* _WHAT YOU ARE ASKED TO DO_
Select and copy out every line in the records containing "implementationProvider".

====== EXCERPTED DATA ======

PR #802, opened 2019-11-30
Add a UnitTesting test for the format-on-save feature

rwols:
This doesn't actually cover the transport/threads handling as we're dealing with a MockClient. It only verifies the "business logic" :)

### DIFF
--- a/plugin/core/test_mocks.py
+++ b/plugin/core/test_mocks.py
@@ -286,14 +286,7 @@ class MockClient():
             on_success(response)
 
     def execute_request(self, request: Request) -> 'Any':
-        response = None
-
-        def save_response(x):
-            nonlocal response
-            response = x
-
-        self.send_request(request, save_response)
-        return response
+        return self.responses.get(request.method)
 
     def send_notification(self, notification: Notification) -> None:
         self._notifications.append(notification)
--- a/plugin/core/test_mocks.py
+++ b/plugin/core/test_mocks.py
@@ -34,7 +34,8 @@ basic_responses = {
             'definitionProvider': True,
             'typeDefinitionProvider': True,
             'declarationProvider': True,
-            'implementationProvider': True
+            'implementationProvider': True,
+            'documentFormattingProvider': True
         }
     }
 }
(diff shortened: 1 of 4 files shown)


tests/setup.py
```diff
@@ -53,11 +53,17 @@ def close_test_view(view):
...
+        self.client = None
+
     def setUp(self) -> None:
-        self.view = sublime.active_window().open_file(test_file_path)
+        self.view = sublime.active_window().open_file(self.test_file_path)
         self.view.settings().set("auto_complete_selector", "text.plain")
         self.wm = windows.lookup(self.view.window())
-        self.client = MockClient(async_response=sublime_delayer(100))
+        if self.client is None:
+            self.client = MockClient(async_response=sublime_delayer(100))
```
tomv564: Can you explain why test_file_path must be configurable and why the change in client assignment?

tests/test_pre_save.py
```diff
@@ -0,0 +1,42 @@
...
+        super().tearDown()
+
+    def test_format_on_save(self):
+        """
+        Open the (empty) file on_pre_save.txt, put the character 'a' in it, and then save it.
+        The test language server should remove the 'a' character.
+        """
+        yield 100
+        setup = self.view.settings().set
+        setup("ensure_newline_at_eof_on_save", False)
```
tomv564: Prefer a specific name like `set_view_setting` (as `setup` might suggest something more involved)

tests/test_pre_save.py
```diff
@@ -0,0 +1,42 @@
...
+        setup("trim_trailing_white_space_on_save", False)
+        setup("lsp_format_on_save", True)
+        self.client.responses['textDocument/formatting'] = [{
+            "newText": "",
+            "range": {
+                "start": {"line": 0, "character": 0},
+                "end":   {"line": 0, "character": 1}
+            }
+        }]
+        run = self.view.run_command
```
tomv564: Not sure if we need to alias the occurrence of two not terribly-long calls?

plugin/core/test_mocks.py
```diff
@@ -284,6 +285,16 @@ def send_request(self, request: Request, on_success: 'Callable', on_error: 'Call
         else:
             on_success(response)
 
+    def execute_request(self, request: Request) -> 'Any':
+        response = None
```
tomv564: This could be as simple as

======

* _EXERCISE OUTPUT_
-            'implementationProvider': True
+            'implementationProvider': True,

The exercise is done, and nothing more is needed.